The archive is often seen as a vehicle for information, one we return to in order to interrogate historical documents and narratives. In her essay Tactile Affects, Jennifer Fisher emphasises experience as a precursor to knowledge.10 Using Fisher’s text to understand the archival experience, we can recognise that the return itself often produces the most valuable archival information. In Worn’s further engagement with Haszard’s archive as a physical space, her proximity to the paintings as tangible objects creates a relationship that exists in the present moment. The viscosity of the paint application is central to Worn’ s understanding of Hazsard’s work, and this is something that can’t be detected without a physical encounter with her archive. Subsequently, Worn’s work in the archive of Haszard can only be a product of a contemporary moment, collapsing the spaces between past, present and future. The emphasis on framing in both of the paintings mediates the archival process, indicating that the contents has been borrowed from somewhere else, yet simultaneously marks Breathe (Haszard) and Details (Haszard) as new creations.
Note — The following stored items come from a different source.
PR #832, opened 2017-08-29
(tor-browser) Set NTFS modify file permissions

### LINKED ISSUE #831: (tor-browser) Permission issues when installed to default location (lib\tor-browser\tools\tor-browser)
Post install of tor-browser, when trying to run it gives the error:
(title) Tor Browser profile Problem
(text) Tor browser does not have permission to access the profile. Please adjust your file system permissions and try again.

## Expected Behavior
It should have permissions to run for at least the user account that installed the package.

## Current Behavior
Package installer account does not have permission to run the program and files need to manually have permissions changed to allow running of the program.

## Possible Solution
add this to end of install script:

```powershell
# set NTFS modify file permissions to $toolsDir\tor-browser\ for user account that installed the package
$WhoAmI=whoami
$Acl = Get-Acl "$toolsDir\tor-browser"
$Ar = New-Object  system.security.accesscontrol.filesystemaccessrule($WhoAmI,"Modify","Allow")
$Acl.SetAccessRule($Ar)
Set-Acl "$toolsDir\tor-browser" $Acl
```

(I forked it but not sure how to submit/push it back)!

bcurran3:
Post install of tor-browser, when trying to run it gives the error:
(title) Tor Browser profile Problem
(text) Tor browser does not have permission to access the profile. Please adjust your file system permissions and try again.

Expected Behavior

It should have permissions to run for at least the user account that installed the package.

Current Behavior

Package installer account does not have permission to run the program and files need to manually have permissions changed to

Possible Solution

add this to end of install script:

set NTFS modify file permissions to $toolsDir\tor-browser\ for user account that installed the package

$WhoAmI=whoami
$Acl = Get-Acl "$toolsDir\tor-browser"
$Ar = New-Object system.security.accesscontrol.filesystemaccessrule($WhoAmI,"Modify","Allow")
$Acl.SetAccessRule($Ar)
Set-Acl "$toolsDir\tor-browser" $Acl

(I forked it but not sure how to submit/push it back)!

Fixes #831

### DIFF
--- a/automatic/tor-browser/tools/chocolateyInstall.ps1
+++ b/automatic/tor-browser/tools/chocolateyInstall.ps1
@@ -35,3 +35,10 @@ Install-ChocolateyShortcut `
   -ShortcutFilePath "$desktop\Tor Browser.lnk" `
   -TargetPath "$toolsDir\tor-browser\Browser\firefox.exe" `
   -WorkingDirectory "$toolsDir\tor-browser\Browser"
+
+# set NTFS modify file permissions to $toolsDir\tor-browser\ for user account that installed the package
+$WhoAmI=whoami
+$Acl = Get-Acl "$toolsDir\tor-browser"
+$Ar = New-Object  system.security.accesscontrol.filesystemaccessrule($WhoAmI,"Modify","Allow")
+$Acl.SetAccessRule($Ar)
+Set-Acl "$toolsDir\tor-browser" $Acl


automatic/tor-browser/tools/chocolateyInstall.ps1
```diff
@@ -35,3 +35,10 @@ Install-ChocolateyShortcut `
   -ShortcutFilePath "$desktop\Tor Browser.lnk" `
   -TargetPath "$toolsDir\tor-browser\Browser\firefox.exe" `
   -WorkingDirectory "$toolsDir\tor-browser\Browser"
+
+# set NTFS modify file permissions to $toolsDir\tor-browser\ for user account that installed the package
+$WhoAmI=whoami
```
AdmiringWorm: while this will work for the current user, what about any other users on the computer?

bcurran3: Can be changed easily to allow all users. I go the restrictive route and only give permission to the user who had the permission to put it there. That's just my choice. You're free to do otherwise of course!

majkinetor: One solution would be to add permission to everybody. This can probably be solved better way tho, by directing the tor to use. 

See also https://tor.stackexchange.com/questions/7318/where-is-the-profile where they mention each user should have its own profile now. I don't know why it doesn't happen but perhaps it could be made forced to do so via command line.

bcurran3: That link is OSX related and talking about Mac user profiles, not Tor profiles.
If I found the right place... looks like it's a feature request for Tor to support multiple profiles but is still open:
https://trac.torproject.org/projects/tor/ticket/14981

It's simply a file permission issue. Debatable who should be allowed access to it. When I package portable programs, I don't know who should have access to them since ProgramData is restricted by default. I decided to go the safe way in these situations and ONLY give access to the user account who had the permissions to install the package. That person could then decide to change the file permissions for everyone to have access or not. This could be put in as a package note. Better to give at least the package installer rights then no one but admins. Best case scenario would be to add a package parameter at install to give the option to set allow permissions for everyone and then default to a more restrictive installer account only.

majkinetor: Yeah, its bad design choice on many programs as they should write in rm `$env:APPDATA` by default. 

I think package parameter might be worth considering or we can just leave it this way.

bcurran3: I shouldn't really defend the developers, but keep in mind that it's a portable program not a program with an installer. Most users will download, extract, move to desktop, and use with no problems. Being portable, cross-platform, and "self contained," it makes sense the way it is.

> I think package parameter might be worth considering or we can just leave it this way.

I'm don't understand the statement. Leave it as the package currently exists where people can not run it without modifying permissions? Or add my suggestions so that the installing user can run the program? 

**I feel strongly that the person who installed the package should be able to easily run it.**

majkinetor: Leave it this way = as with your current mods.

bcurran3: I'm 💯  behind that. 👍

The implication of the archive in remembering canonical art histories adds a weight to Worn’s work. It is not an inconsequential space to work in, just as the contested space of the gym is thorny too. A frequent criticism levelled at revisionist art histories is that they still require inclusions and exclusions, and therefore, an assertion of the power of the person making those decisions. However, in severing Haszard’s work from existing canonical frameworks, Worn avoids confining her to a single historical location. Instead, the archive has been split open, vulnerable to the porous nature of time.

  • 1.

    Jesper Andreasson and Thomas Johansson, “The Fitness Revolution. Historical Transformations in the Global Gym and Fitness Culture,” Sport Science Review 23, no. 3-4 (2014): 102.

  • 2.

    Mark Grief, “Against Exercise,” in Against Everything (London: Verso, 2016), 3.

  • 3.

    Caroline Daley, Leisure & Pleasure: Reshaping & Revealing the New Zealand Body 1900-1960 (Auckland: Auckland University Press, 2013), 230.

  • 4.

    Jesper Andreasson and Thomas Johansson, “The Fitness Revolution. Historical Transformations in the Global Gym and Fitness Culture,” 93–94.

  • 5.

    Grief, “Against Exercise,” 4.

  • 6.

    Grief, “Against Exercise,” 7.

  • 7.

    Bernard Stiegler, “Pharmacology of Desire: Drive-Based Capitalism and Libidinal Dis-economy,” New Formations 72 (Winter 2011): 152-53.

  • 8.

    Sherry McKay and Patricia Vertinsky, “No Body/ies in the Gym,” Disciplining Bodies in the Gymnasium: Memory, Monument, Modernity (London; NY: Routledge, 2004), 159.

  • 9.

    Isabelle Graw: The Economy of Painting — Notes on the Vitality of a Success-Medium, YouTube video, 1:19:23, posted by The Jewish Museum, July 20 2015, https://www.youtube.com/watch?v=1JDthDEcmAs.

  • 10.

    Jennifer Fisher, “Tactile Affects,” in Tessera 32 (June 2002): 17.